Exercise.
Give back all the data below exactly as it is shown.

Available records.
*** Block opens ***

PR #4108, opened 2026-04-29
feat: move AWS resource cleanup to dedicated workflow with scheduler support

holytshirt:
## Summary

- Moves AWS test resource cleanup from inline CI steps to a dedicated workflow (`aws-cleanup.yml`) triggered on CI completion, every 6 hours via cron, and manually via `workflow_dispatch`
- Adds EventBridge Scheduler resource cleanup (schedule groups and schedules) to the cleanup script — these were previously never cleaned up
- Fixes a `set -u` bug and adds proper dry-run support for all resource types
- Adds scheduler resource coverage to the integration test and increases wait times for tag propagation consistency

## Motivation

CI was hitting AWS SNS topic quota limits because:
1. Cleanup only ran as a post-step within each job — couldn't catch resources from concurrent runs
2. EventBridge Scheduler groups/schedules were never cleaned up
3. Tag propagation delay meant recently-created resources could be missed

## Changes

| File | Change |
|------|--------|
| `.github/workflows/aws-cleanup.yml` | New dedicated cleanup workflow |
| `.github/workflows/ci.yml` | Remove inline cleanup steps from `aws-ci` and `aws-scheduler-ci` |
| `clean_failed_tests_aws_assets.sh` | Add scheduler cleanup, fix `set -u` bug, add dry-run for default group |
| `test_clean_failed_tests_aws_assets.sh` | Add scheduler test coverage, increase sleep timers |

### DIFF
--- a/.github/workflows/aws-cleanup.yml
+++ b/.github/workflows/aws-cleanup.yml
@@ -9,6 +9,9 @@ on:
     - cron: '0 */6 * * *'
   workflow_dispatch:
 
+permissions:
+  contents: read
+
 jobs:
   cleanup:
     runs-on: ubuntu-latest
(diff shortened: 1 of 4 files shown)


holytshirt:
@claude  checkout is at v6 https://github.com/actions/checkout

PR #4110, opened 2026-04-29
Fix RMQ producer channel disposal

### LINKED ISSUE #4109: RmqMessageProducer async Dispose does not release base gateway resources
## Summary

`Paramore.Brighter.MessagingGateway.RMQ.Async.RmqMessageProducer.Dispose()` only detaches publisher-confirm event handlers and does not call the base gateway disposal path. That means the producer's per-instance channel/base gateway resources are not released by sync disposal.

This is separate from, but related to, #4102. #4102 covers per-gateway disposal evicting a shared pooled `IConnection`. This issue covers the opposite problem in the async producer: disposal does not release the producer's own gateway resources at all.

## Where

Async producer:

- `src/Paramore.Brighter.MessagingGateway.RMQ.Async/RmqMessageProducer.cs:197`

```csharp
public sealed override void Dispose()
{
    Channel?.BasicAcksAsync -= OnPublishSucceeded;
    Channel?.BasicNacksAsync -= OnPublishFailed;
}
```

Sync producer behaves differently and does run the base disposal path:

*** Block closes ***

Your response.
PR #4108, opened 2026-04-29
feat: move AWS resource cleanup to dedicated workflow with scheduler support

holytshirt:
## Summary

- Moves AWS test resource cleanup from inline CI steps to a dedicated workflow (`aws-cleanup.yml`) triggered on CI completion, every 6 hours via cron, and manually via `workflow_dispatch`
- Adds EventBridge Scheduler resource cleanup (schedule groups and schedules) to the cleanup script — these were previously never cleaned up
- Fixes a `set -u` bug and adds proper dry-run support for all resource types
- Adds scheduler resource coverage to the integration test and increases wait times for tag propagation consistency

## Motivation

CI was hitting AWS SNS topic quota limits because:
1. Cleanup only ran as a post-step within each job — couldn't catch resources from concurrent runs
2. EventBridge Scheduler groups/schedules were never cleaned up
3. Tag propagation delay meant recently-created resources could be missed

## Changes

| File | Change |
|------|--------|
| `.github/workflows/aws-cleanup.yml` | New dedicated cleanup workflow |
| `.github/workflows/ci.yml` | Remove inline cleanup steps from `aws-ci` and `aws-scheduler-ci` |
| `clean_failed_tests_aws_assets.sh` | Add scheduler cleanup, fix `set -u` bug, add dry-run for default group |
| `test_clean_failed_tests_aws_assets.sh` | Add scheduler test coverage, increase sleep timers |

### DIFF
--- a/.github/workflows/aws-cleanup.yml
+++ b/.github/workflows/aws-cleanup.yml
@@ -9,6 +9,9 @@ on:
     - cron: '0 */6 * * *'
   workflow_dispatch:
 
+permissions:
+  contents: read
+
 jobs:
   cleanup:
     runs-on: ubuntu-latest
(diff shortened: 1 of 4 files shown)


holytshirt:
@claude  checkout is at v6 https://github.com/actions/checkout

PR #4110, opened 2026-04-29
Fix RMQ producer channel disposal

### LINKED ISSUE #4109: RmqMessageProducer async Dispose does not release base gateway resources
## Summary

`Paramore.Brighter.MessagingGateway.RMQ.Async.RmqMessageProducer.Dispose()` only detaches publisher-confirm event handlers and does not call the base gateway disposal path. That means the producer's per-instance channel/base gateway resources are not released by sync disposal.

This is separate from, but related to, #4102. #4102 covers per-gateway disposal evicting a shared pooled `IConnection`. This issue covers the opposite problem in the async producer: disposal does not release the producer's own gateway resources at all.

## Where

Async producer:

- `src/Paramore.Brighter.MessagingGateway.RMQ.Async/RmqMessageProducer.cs:197`

```csharp
public sealed override void Dispose()
{
    Channel?.BasicAcksAsync -= OnPublishSucceeded;
    Channel?.BasicNacksAsync -= OnPublishFailed;
}
```

Sync producer behaves differently and does run the base disposal path:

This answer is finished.